Received 16 February 2009; received in revised form 7 April 2009; accepted 13 May 2009. published online 23 July 2009.

Abstract 

Patients with osteoarthritic (OA) knee pain often present with impaired muscle activation and function that may be attributed in part to hyperexcitability of flexion withdrawal reflexes (FWRs). The aim of this study was to investigate alterations in the excitability of FWR in individuals with knee OA and its potential associations with impaired quadriceps activation (QA) and subjective reports of pain. Twenty subjects with and 20 without knee OA (age, 45 to 75 years) participated. Impaired QA was determined in OA subjects during maximal volitional contraction of the quadriceps. FWRs were tested in isometric conditions using electrocutaneous stimulation applied at the medial foot at 1× and 2× FWR threshold and surface electromyographic recordings obtained from tibialis anterior (TA) and biceps femoris (BF).
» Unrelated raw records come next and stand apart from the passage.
PR #13921, opened 2026-09-07
fix(ci): unbreak CI under pnpm 12

nic-6443:
CI is red everywhere, and it is not a test failure. Two separate breakages, one root cause: pnpm 12 promoted two long-standing warnings into hard errors, and nothing pins the pnpm used outside `t/`.

**1. Environment setup dies before anything runs.** `install_nodejs()` calls `pnpm setup` under sudo:

```
Error: ERR_PNPM_SUDO_NOT_SUPPORTED
  × Running "pnpm setup" with sudo is not supported
```

pnpm 11.25.0 only warned here ("will fail in pnpm v12"); 12 made it fatal. The call is also redundant — `pnpm setup` exists to write `PNPM_HOME` and its `PATH` entry into a shell profile, and `install_nodejs()` already exports both in the same shell. The pnpm binary comes from the corepack shim on `PATH`, not from `setup`. So this one is removed rather than worked around, which also stops us running a configuration pnpm has said it does not support.

**2. `t/plugin/grpc-web.t` then fails.** With setup fixed, CI got far enough to reveal the second one — `pnpm dlx` now treats an unapproved build script as fatal, and that test runs its client via `pnpx tsx`:

```
Error: ERR_PNPM_IGNORED_BUILDS
  × adding a new package
  ╰─▶ Ignored build scripts: esbuild@0.28.2
```

This is why removing `pnpm setup` alone is not enough, and why the pin is needed: the last green run resolved pnpm to **11.25.0** at the repository root, where nothing pins it, so `corepack prepare pnpm@11.25.0 --activate` puts that back and stops the version moving on its own. Commands under `t/` are unaffected — its `package.json` already pins `packageManager` to 10.14.0.

The pin has a stated expiry in the comment: it can be dropped once `grpc-web.t` no longer needs pnpm to run esbuild's build script unprompted.

Verified in a clean `ubuntu:24.04` container reproducing the CI setup: on 11.25.0 `pnpx tsx` is clean, on 12.3.2 and 12.3.4 it fails as above; `pnpm install`, `pnpm exec jest` and the global `pnpm install -g tsx` in `t/plugin/grpc-web/setup.sh` all work without `pnpm setup`, with `tsx` landing in `PNPM_HOME` on `PATH`.

### DIFF
--- a/ci/common.sh
+++ b/ci/common.sh
@@ -108,7 +108,6 @@ install_nodejs () {
     export PNPM_HOME="/pnpm"
     export PATH="$PNPM_HOME:$PATH"
     corepack enable pnpm
-    pnpm setup
 }
 
 install_brotli () {
--- a/ci/common.sh
+++ b/ci/common.sh
@@ -108,6 +108,15 @@ install_nodejs () {
     export PNPM_HOME="/pnpm"
     export PATH="$PNPM_HOME:$PATH"
     corepack enable pnpm
+    # Pin the pnpm used outside t/, which has its own packageManager pin.
+    # pnpm 12 turned two long-standing warnings into hard errors that both
+    # break CI: running "pnpm setup" under sudo, and "pnpm dlx" installing a
+    # package whose dependency has an unapproved build script -- the latter
+    # hits t/plugin/grpc-web.t, which runs the client through "pnpx tsx"
+    # (esbuild). 11.25.0 is the last version CI was green on.
+    # Expiry: drop this pin once grpc-web.t no longer needs pnpm to run
+    # esbuild's build script unprompted.
+    corepack prepare pnpm@11.25.0 --activate
 }
 
 install_brotli () {


nic-6443:
Flagging this one for attention since master is currently red and every PR is affected — `CI`, `CI Kubernetes`, `CI Tars` and `CLI Test` all fail on `f3623982e`, and they fail in `install_nodejs` before anything is built, so no test actually runs.

Nothing in the codebase changed to cause it; pnpm 12.3.4 shipped on 2026-09-04 and started rejecting `pnpm setup` under sudo. The commit boundary is misleading here — master simply had no CI run between the pnpm release and `f3623982e`. A PR branch based before that commit (`cac900ba3`, run on 09-05) fails identically, which rules the code out.

The change is one line, and CI on this PR is getting past the point that was failing.

shreemaan-abhishek (dismissed):

membphis (dismissed):

AlinsRan (dismissed):

membphis (approved):

nic-6443:
Pushed a second commit, so the approval above predates it — worth a re-look.

Removing `pnpm setup` did get CI past environment setup, and most shards went green, but it exposed a second pnpm 12 breakage underneath: `pnpm dlx` now treats an unapproved build script as fatal, so `t/plugin/grpc-web.t` fails on `pnpx tsx` with `ERR_PNPM_IGNORED_BUILDS` (esbuild). Same root cause, different symptom.

The last green run resolved pnpm to 11.25.0 at the repository root, where nothing pins it, so the new commit pins that explicitly. `t/` is unaffected — it already pins 10.14.0 via `packageManager`. I left an expiry note on the pin. Description updated.

AlinsRan (approved):

shreemaan-abhishek (approved):

PR #13922, opened 2026-09-07
fix(ai-aliyun-content-moderation): report final results without usage

nic-6443:
Streaming responses without `usage` could skip response moderation or end without a client-visible result.

Record whether the provider supplied usage and finalize assembled text at protocol completion or clean EOF. In `final_packet` mode, retain the existing data-event loop and add `deny_message` alongside `risk_level`, preserving content and usage. The usage flag only controls whether to insert an additional Chat or Anthropic result before the terminator; Responses retains its existing completed-event carrier. Allowed results use an empty denial message. Injected events include zero usage. Chat uses an empty usage chunk (`choices: []`): denial text is returned only in the top-level `deny_message` field, without adding model output or changing finish reasons.

The final-packet filter returns before decoding until assembled text is available; error detection reuses the provider parser's existing result. Native SSE dispatch reuses the parser's complete-frame byte boundaries, preserving comments and blank lines without a second plugin buffer. Incomplete tails and errors must not synthesize successful termination. A client completion marker prevents converted streams from receiving a second terminator during their final empty flush.

Results are informational and cannot retract streamed content. Existing usage remains unchanged; injected events report zero usage. Responses SDK wrappers may discard unknown top-level fields, so read the extensions from raw events. English and Chinese documentation describes the behavior.

Integration coverage includes usage and no-usage streams, split/coalesced frames and terminators, in-place and injected fields, safe/rejected/failed scans, multiple choices, protocol conversion, and truncated streams. Lakera tests verify scanning without usage while retaining fail-open/fail-closed coverage for incomplete streams. Provider conversion semantics and plugin schemas are unchanged.


AlinsRan (approved):

membphis (approved):
LGTM

shreemaan-abhishek (approved):

PR #13934, opened 2026-09-11
fix(etcd): check availability before starting watcher

shreemaan-abhishek:
### Description

The shared etcd watcher publishes `watch_ctx.started` before calling `watchdir`. Config objects interpret that state as permission to wait only for events from the watcher. When a preload revision was available, watcher initialization skipped the range request that otherwise verified etcd was reachable, so config objects could wait on a watcher that had not connected.

This change extracts that range request into an explicit availability check and runs it during every initial watcher setup. The preload revision remains the watch cursor when present, preventing writes made after the snapshot from being skipped; the revision returned by the availability check is used only when no preload revision exists.

The startup-revision regression test now also verifies that the availability check occurs when the preload supplies the revision.

N/A

### Checklist

### DIFF
--- a/apisix/core/config_etcd.lua
+++ b/apisix/core/config_etcd.lua
@@ -128,6 +128,29 @@ local function produce_res(res, err)
 end
 
 
+local function wait_for_etcd_available(etcd_cli, prefix)
+    while true do
+        local res, err = etcd_cli:get(prefix)
+        if not res then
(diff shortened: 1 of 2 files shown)


nic-6443 (approved):

membphis (approved):
LGTM

AlinsRan (approved):

PR #13937, opened 2026-09-14
test(xds): wait for the privileged agent's startup sync before flush_all in TEST 4

janiussyafiq:
### Description

`t/xds-library/config_xds_2.t` TEST 4 fails intermittently on loaded runners with:

```
[error] [lua] config_xds.lua:174: decode the conf of [/routes/2] failed, err: bad argument #1 to '?' (string expected, got nil), conf_str: nil, context: init_worker_by_lua*
[error] [lua] config_xds.lua:180: invalid conf of [/routes/2], conf: nil, it should be an object, context: init_worker_by_lua*
```

APISIX runs one worker plus the privileged agent, and both execute the blocking startup sync in `config_xds._M.new` during `init_worker`. The worker begins serving before the agent finishes that sync. TEST 4 calls `ngx.shared["xds-config"]:flush_all()` on the very first line of the request, so when it lands during the agent's `get_keys()` / `get()` loop, the keys it already listed are expired under it, `get()` returns nil, and the `[error]` lines above trip the block's `no_error_log` assertion. The `init_worker_by_lua*` context in the log confirms the failing sync is the startup one, not the periodic timer.

This PR adds a `ngx.sleep(1.5)` before the flush, the same guard TEST 3 already uses for its own `flush_all()`.

Verified locally by running the file repeatedly with 24 CPU hogs on an 11-core box:

| | failures | which test |
|---|---|---|
| before | 7/30, then 10/24 | all TEST 4 |
| after | 0/24 | none |

N/A

### Checklist


nic-6443 (approved):

nic-6443 (approved):

shreemaan-abhishek (approved):

membphis (approved):
LGTM

PR #13018, opened 2026-02-17
fix: Set upstream and upstream_latency vars in ext-plugin-post-resp for logging

MariaLapovska:
### Description

When using ext-plugin-post-resp and http-logger, some values are missing from the logs, specifically the ones related to upstream - upstream and upstream_latency.
This is happening because upstream_response_time and upstream_addr nginx vars are unavailable, so when log-util.lua is trying to inject them into logs, no value is present.
This PR adds these two vars to ext-plugin-post-resp, they are now set explicitly after the call to upstream.

#### Which issue(s) this PR fixes:

Fixes https://github.com/apache/apisix/issues/13016

### Checklist

- [x] I have explained the need for this PR and the problem it solves
- [x] I have explained the changes or the new features added to this PR
- [ ] I have added tests corresponding to this change
- [ ] I have updated the documentation to reflect this change
- [ ] I have verified that this change is backward compatible (If not, please discuss on the [APISIX mailing list](https://github.com/apache/apisix/tree/master#community) first)

PR #13940, opened 2026-09-14
fix(ext-plugin-post-resp): set upstream_addr and upstream_response_time for loggers

### LINKED ISSUE #13016: bug: Some nginx vars related to upstream are missing when using ext-plugin-post-resp
### Current Behavior

When I'm using ext-plugin-post-resp and http-logger, some values are missing from the logs, specifically the ones related to upstream - upstream and upstream_latency (same as described in this issue - https://github.com/apache/apisix/issues/10369).

### Expected Behavior

I believe this isis happening because `upstream_response_time` and `upstream_addr` nginx vars are unavailable, so when log-util.lua is trying to inject them into logs, no value is present. I understand that when using ext-plugin-post-resp, the mechanics of calling upstream is different, but I still expect to have these values in the logs, no matter what route configuration I have.

For now, the only way for me to fix it, was to change _M.before_proxy method in ext-plugin-post-resp.lua and explicitly set these vars:
```
function _M.before_proxy(conf, ctx)
    local start_time = ngx.now()  -- EDIT: Start timer here
    local http_obj = http.new()
    local res, err = get_response(ctx, http_obj)

    -- EDIT: Set upstream vars, right after get_response returns
    ctx.var.upstream_response_time = math.floor((ngx.now() - start_time) * 1000 + 0.5) / 1000
    ctx.var.upstream_addr = ctx.picked_server.host .. ":" .. ctx.picked_server.port
```

### Error Logs

_No response_

### Steps to Reproduce

1. Run APISIX
2. Create a route that would have two plugins - http-logger and ext-plugin-post-resp
3. Try to make call to upstream
4. Check the logs sent by http-logger and see that upstream and upstream_latency are missing

### Environment

- APISIX version (run `apisix version`): 3.13.0
- Operating system (run `uname -a`): Darwin 25.2.0
- etcd version, if relevant (run `curl http://127.0.0.1:9090/v1/server_info`): 9.7.3
- APISIX Dashboard version, if relevant: 0.8.2
- Plugin runner version, for issues related to plugin runners: ext-java-plugin-runner 0.6.0

janiussyafiq:
### Description

`ext-plugin-post-resp` sends the upstream request with lua-resty-http, so the nginx proxy module never sets `$upstream_addr` and `$upstream_response_time`. Loggers built on `log-util` then report no `upstream` and no `upstream_latency`, and the whole upstream round trip is attributed to `apisix_latency`.

This PR fills `ctx.var.upstream_addr` and `ctx.var.upstream_response_time` right after the upstream call, and adds a test that checks both fields reach `http-logger`.

Supersedes #13018 (same approach, credit to @MariaLapovska; that PR went stale waiting for tests).

Fixes #13016

### Checklist


nic-6443 (dismissed):

membphis (commented):
### [P2] Finish upstream timing after the response body has been read

`get_response()` calls `http_obj:request()`, which returns the response headers and a body reader. Setting `ctx.var.upstream_response_time` immediately afterward stops the timer before the body is consumed. The body is read later by `send_response()` or by the runner's `RespBody` handling in `ext-plugin/init.lua`.

If an upstream sends headers promptly and then delays the body, the new field underreports upstream latency and `log-util` still attributes the body wait to `apisix_latency`. The added test only checks that the field is numeric, so it also passes with a zero or incomplete duration.

Please finalize the timing when upstream body reading completes or terminates, cover both the direct forwarding and runner-read paths, and exclude runner processing time. Add a regression upstream that sends headers immediately and delays its body, then assert that the reported upstream latency includes that delay.

Evidence: `apisix/plugins/ext-plugin-post-resp.lua:154`, the subsequent `send_response()` call, and the `RespBody` branch in `apisix/plugins/ext-plugin/init.lua`.

membphis (dismissed):
LGTM

shreemaan-abhishek (approved):

membphis (approved):
LGTM

nic-6443 (approved):

PR #457, opened 2015-09-14
#345 Include option to show completion list after a character is typed

### LINKED ISSUE #345: include option to immediately display intellisense while typing without pressing ctrl space
For instance, typing 'v' should display all completions matching "v". Currently you would have to type "v<ctrl+space>" 

This is most well known as: "Show completion list after a character is typed"

copied from: https://nodejstools.codeplex.com/workitem/1719

mousetraps:
- trigger completion by default when both AutoListMembers and
  ShowCompletionListAfterCharacterTyped options are selected
- adds option to options page

Fix #345

### DIFF
--- a/Nodejs/Product/Nodejs/Intellisense/IntellisenseController.cs
+++ b/Nodejs/Product/Nodejs/Intellisense/IntellisenseController.cs
@@ -193,6 +193,13 @@ namespace Microsoft.NodejsTools.Intellisense {
                             UpdateCurrentParameter();
                         }
                         break;
+                    default:
+                        if (IsIdentifierFirstChar(ch) && _activeSession == null
+                            && NodejsPackage.Instance.LangPrefs.AutoListMembers
+                            && NodejsPackage.Instance.IntellisenseOptionsPage.ShowCompletionListAfterCharacterTyped) {
+                            TriggerCompletionSession(false);
+                        }
+                        break;
                 }
             }
         }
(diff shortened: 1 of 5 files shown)


Nodejs/Product/Nodejs/Intellisense/IntellisenseController.cs
```diff
@@ -725,8 +732,12 @@ out title
                 || (ch >= 'a' && ch <= 'z') || (ch >= 'A' && ch <= 'Z') || (ch >= '0' && ch <= '9');
         }
 
+        private static bool IsIdentifierFirstChar(char ch) {
+            return ch == '_' || (ch >= 'a' && ch <= 'z') || (ch >= 'A' && ch <= 'Z');
+        }
```
billti: Do such helper methods not already exist elsewhere in the parser code?

Also, interesting to see this is all ASCII only (not just your code changes, but surrounding code). Does NTVS not handle Unicode chars? (ES5 allows identifierNames as per the Unicode 3 standard - see http://es5.github.io/#x7.6 ).

billti:
This will be cool to get in, but changes in these areas are really hard to get just right (just ask @paulvanbrenk how many times he had to redo it for TypeScript :smile: ). Let's not check this in before the last RC and RTM.

Nodejs/Product/Nodejs/Intellisense/IntellisenseController.cs
```diff
@@ -193,6 +193,13 @@ internal sealed class IntellisenseController : IIntellisenseController, IOleComm
                             UpdateCurrentParameter();
                         }
                         break;
+                    default:
+                        if (IsIdentifierFirstChar(ch) && _activeSession == null
```
billti: Did you test this when typing in comments, string literals, etc...? I don't see any filtering here on context (e.g. see some of the checks above like on line 169). It's super annoying when the completion list keeps appears when you're typing in places you don't want it (like those just listed). I've seen those bugs before (I may have written a couple of them :-/ )

mousetraps: Yeah, the other isense code actually blocks that (reverseExpressionParser and VsAnalyzer.) otherwise Ctrl+space would trigger in comments etc.

billti:
:+1:

PR #460, opened 2015-09-15
iterated according to CR comments

mousetraps:
iterated based on CR comments in #448
- cleaned up code
- added timeout to backtraceCommand


billti:
:+1: Thanks!

PR #463, opened 2015-09-16
#455 IntelliSense commits too aggressively when completion is selected

### LINKED ISSUE #455: InteliSense commits too aggressively when completion is selected
```js
var variable = 3;
<ctrl+space>varia;<enter>
```

expected:
```js
var variable = 3;
varia;
<cursor>
```

actual:
```js
var variable = 3;
variable<cursor>
```

mousetraps:
- do not enable COMPLETEWORD when OnlyTabOrEnterToCommit option is
  enabled

fix #455

### DIFF
--- a/Nodejs/Product/Nodejs/Intellisense/IntellisenseController.cs
+++ b/Nodejs/Product/Nodejs/Intellisense/IntellisenseController.cs
@@ -647,7 +647,8 @@ namespace Microsoft.NodejsTools.Intellisense {
                         case VSConstants.VSStd2KCmdID.COMPLETEWORD:
                             ForceCompletions = true;
                             try {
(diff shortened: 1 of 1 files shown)


billti:
So this just causes it to show the list even if only one member? (I noticed this, but didn't think it was a big deal). :+1: if that's the only behavior change.

mousetraps:
Yep, that's the only behavior change - it's a bigger deal when IntelliSense is being automatically displayed because typing "const<space>" automatically completes it to "constructor" since "const" isn't in the list.

mousetraps:
Gah, sorry I conflated two examples. The const thing applied only to one of the unit tests where ctrl+space was used to grab the completions list since spaces don't actually cause use to commit. But the user-facing issue was when assigning to a variable that didn't exist in isense.

PR #464, opened 2015-09-16
#462 completions should not be displayed after funciton, let, const

### LINKED ISSUE #462: completions should not be displayed after function, let, const keywords
This is similar to #454

mousetraps:
keywords
- ignore additional keywords when providing completions and update unit tests

fix #462


mousetraps:
without line ending differences:
https://github.com/Microsoft/nodejstools/pull/464/files?w=1

billti:
:+1:

Issue #192, opened 2015-06-09
Array, Number, and maybe other constructors are not showing full list of completions


mousetraps:
Instead it is only showing ```Array()``` in the completion list.

kant2002:
According to my research, this code somewhere in the [Nodejs\Product\Analysis\Analysis\GlobalBuilder.cs](https://github.com/Microsoft/nodejstools/blob/master/Nodejs/Product/Analysis/Analysis/GlobalBuilder.cs#L222)

PR #477, opened 2015-09-22
Show full list of completions for Array/String/Number/Boolean/etc constructors

hoanhtien:
Fixes https://github.com/Microsoft/nodejstools/issues/192.


kant2002:
When this would be added ?

billti:
We were pretty conservative in taking changes while stabilizing for the final 1.1 release. I expect we'll start cleaning up the outstanding pull requests shortly. 

FYI: We've had a few folks out on training and vacation the past couple weeks, so progress has been a little slow.

kant2002:
Could this be added, since 1.1 is released now?

mjbvz:
@mousetraps Just looking through some of these outstanding pull requests. This one doesn't have any conflicts and the code looks good enough to me. Can you please take a quick look over it too so we can decide to either merge or close this PR?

Joint torques at the hip, knee, and ankle were calculated and normalized to body mass. FWR threshold was significantly diminished in OA versus the control group (P < .01). In addition, FWR latencies were consistent with spinally mediated responses, with significantly earlier responses in OA versus control subjects of TA at threshold (P = .002) and BF at suprathreshold stimulation (P = .0006). Impaired QA was found in 4 of 20 OA subjects but was not correlated to FWR threshold or pain levels. Peak joint torques were diminished in the OA versus the control group (P < .0006).

Perspective

Increased excitability of FWRs was evident in subjects with chronic knee osteoarthritis, including those subjects without resting pain, but was not associated with impaired QA. Management strategies for this patient population must consider altered pain processing in addition to addressing impairments found at the knee.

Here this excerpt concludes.